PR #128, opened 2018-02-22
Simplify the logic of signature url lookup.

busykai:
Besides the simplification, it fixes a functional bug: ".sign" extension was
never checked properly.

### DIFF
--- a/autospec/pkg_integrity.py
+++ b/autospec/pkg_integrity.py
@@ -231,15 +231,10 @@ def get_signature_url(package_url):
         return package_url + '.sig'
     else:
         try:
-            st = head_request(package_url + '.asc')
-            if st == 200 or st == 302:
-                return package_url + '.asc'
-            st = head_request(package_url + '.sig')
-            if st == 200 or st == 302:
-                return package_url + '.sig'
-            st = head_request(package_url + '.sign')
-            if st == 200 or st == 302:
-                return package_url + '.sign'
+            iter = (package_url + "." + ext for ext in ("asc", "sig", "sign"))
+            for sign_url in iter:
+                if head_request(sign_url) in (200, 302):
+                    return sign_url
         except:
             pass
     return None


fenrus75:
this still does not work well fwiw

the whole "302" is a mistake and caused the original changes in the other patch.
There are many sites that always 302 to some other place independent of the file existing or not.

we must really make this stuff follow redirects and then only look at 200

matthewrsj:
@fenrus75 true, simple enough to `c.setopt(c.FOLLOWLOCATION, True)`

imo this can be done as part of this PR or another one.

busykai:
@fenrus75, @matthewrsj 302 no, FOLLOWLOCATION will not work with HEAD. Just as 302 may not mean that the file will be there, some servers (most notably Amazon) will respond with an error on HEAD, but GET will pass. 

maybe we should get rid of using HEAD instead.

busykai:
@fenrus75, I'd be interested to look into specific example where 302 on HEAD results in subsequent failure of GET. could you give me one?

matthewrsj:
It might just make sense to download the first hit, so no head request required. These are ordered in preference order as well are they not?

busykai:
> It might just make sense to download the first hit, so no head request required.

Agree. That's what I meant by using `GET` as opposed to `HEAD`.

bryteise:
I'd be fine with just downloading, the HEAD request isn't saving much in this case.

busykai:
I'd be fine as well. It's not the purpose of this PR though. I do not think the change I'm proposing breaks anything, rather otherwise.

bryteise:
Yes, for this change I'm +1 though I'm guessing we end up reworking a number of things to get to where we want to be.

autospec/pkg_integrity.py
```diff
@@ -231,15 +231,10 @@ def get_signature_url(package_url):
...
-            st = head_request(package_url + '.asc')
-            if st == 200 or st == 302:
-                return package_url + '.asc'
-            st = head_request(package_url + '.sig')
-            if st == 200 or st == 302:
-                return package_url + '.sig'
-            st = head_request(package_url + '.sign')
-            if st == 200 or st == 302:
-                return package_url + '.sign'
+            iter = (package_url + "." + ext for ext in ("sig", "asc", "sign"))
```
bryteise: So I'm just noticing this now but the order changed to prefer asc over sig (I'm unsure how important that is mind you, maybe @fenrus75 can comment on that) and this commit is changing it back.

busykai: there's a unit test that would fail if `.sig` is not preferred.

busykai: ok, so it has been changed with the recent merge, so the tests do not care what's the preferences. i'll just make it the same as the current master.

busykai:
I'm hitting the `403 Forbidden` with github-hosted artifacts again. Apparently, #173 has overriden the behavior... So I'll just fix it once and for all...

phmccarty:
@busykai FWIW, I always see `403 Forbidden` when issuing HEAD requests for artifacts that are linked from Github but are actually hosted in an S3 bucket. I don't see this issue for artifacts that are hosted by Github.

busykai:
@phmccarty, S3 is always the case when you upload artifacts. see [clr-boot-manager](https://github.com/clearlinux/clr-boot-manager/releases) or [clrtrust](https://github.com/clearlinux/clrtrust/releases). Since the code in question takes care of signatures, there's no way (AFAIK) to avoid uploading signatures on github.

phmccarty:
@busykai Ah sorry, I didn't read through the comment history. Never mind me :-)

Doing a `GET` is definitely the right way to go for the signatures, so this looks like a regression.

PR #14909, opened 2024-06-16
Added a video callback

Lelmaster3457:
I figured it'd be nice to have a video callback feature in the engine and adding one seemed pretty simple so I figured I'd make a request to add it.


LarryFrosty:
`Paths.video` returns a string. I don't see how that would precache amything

...

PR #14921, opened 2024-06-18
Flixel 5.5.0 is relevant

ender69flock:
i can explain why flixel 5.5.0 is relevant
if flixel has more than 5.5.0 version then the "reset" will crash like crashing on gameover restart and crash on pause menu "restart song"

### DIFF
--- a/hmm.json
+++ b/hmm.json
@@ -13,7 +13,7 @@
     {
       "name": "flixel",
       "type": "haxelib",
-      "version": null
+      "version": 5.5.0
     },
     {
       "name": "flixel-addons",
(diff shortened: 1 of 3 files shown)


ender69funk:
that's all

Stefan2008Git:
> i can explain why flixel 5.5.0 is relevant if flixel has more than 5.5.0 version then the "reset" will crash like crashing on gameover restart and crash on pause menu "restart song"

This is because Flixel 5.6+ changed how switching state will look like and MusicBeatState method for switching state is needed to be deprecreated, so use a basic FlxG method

--

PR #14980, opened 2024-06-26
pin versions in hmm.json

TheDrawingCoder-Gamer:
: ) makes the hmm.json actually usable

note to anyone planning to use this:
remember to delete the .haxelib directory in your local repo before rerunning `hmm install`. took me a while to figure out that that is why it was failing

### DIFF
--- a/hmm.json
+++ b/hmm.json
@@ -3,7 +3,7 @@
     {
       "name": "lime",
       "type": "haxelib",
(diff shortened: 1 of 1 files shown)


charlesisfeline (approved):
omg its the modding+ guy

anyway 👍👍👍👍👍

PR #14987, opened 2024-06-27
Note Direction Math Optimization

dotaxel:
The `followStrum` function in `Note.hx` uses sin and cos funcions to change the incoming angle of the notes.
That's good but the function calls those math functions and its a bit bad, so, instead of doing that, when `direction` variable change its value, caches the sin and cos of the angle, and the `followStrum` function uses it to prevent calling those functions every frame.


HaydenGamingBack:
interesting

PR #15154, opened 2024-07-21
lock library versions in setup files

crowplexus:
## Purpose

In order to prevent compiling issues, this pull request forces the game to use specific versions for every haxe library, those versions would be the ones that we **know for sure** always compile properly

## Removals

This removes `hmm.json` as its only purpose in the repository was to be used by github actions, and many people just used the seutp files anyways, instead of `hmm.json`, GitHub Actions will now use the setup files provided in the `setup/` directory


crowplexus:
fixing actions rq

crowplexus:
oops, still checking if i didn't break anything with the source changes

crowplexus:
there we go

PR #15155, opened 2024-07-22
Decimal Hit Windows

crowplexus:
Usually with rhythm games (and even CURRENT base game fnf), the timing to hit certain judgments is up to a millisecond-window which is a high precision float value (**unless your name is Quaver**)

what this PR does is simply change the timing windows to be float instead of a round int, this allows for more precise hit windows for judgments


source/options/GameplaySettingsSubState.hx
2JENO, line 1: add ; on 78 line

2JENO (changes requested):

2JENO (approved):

- Activity
Above are the records; copy exactly the lines from the line with "PR #128, opened 2018-02-22" through the line with "for sign_url in", both included.

- Written reply
PR #128, opened 2018-02-22
Simplify the logic of signature url lookup.

busykai:
Besides the simplification, it fixes a functional bug: ".sign" extension was
never checked properly.

### DIFF
--- a/autospec/pkg_integrity.py
+++ b/autospec/pkg_integrity.py
@@ -231,15 +231,10 @@ def get_signature_url(package_url):
         return package_url + '.sig'
     else:
         try:
-            st = head_request(package_url + '.asc')
-            if st == 200 or st == 302:
-                return package_url + '.asc'
-            st = head_request(package_url + '.sig')
-            if st == 200 or st == 302:
-                return package_url + '.sig'
-            st = head_request(package_url + '.sign')
-            if st == 200 or st == 302:
-                return package_url + '.sign'
+            iter = (package_url + "." + ext for ext in ("asc", "sig", "sign"))
+            for sign_url in iter:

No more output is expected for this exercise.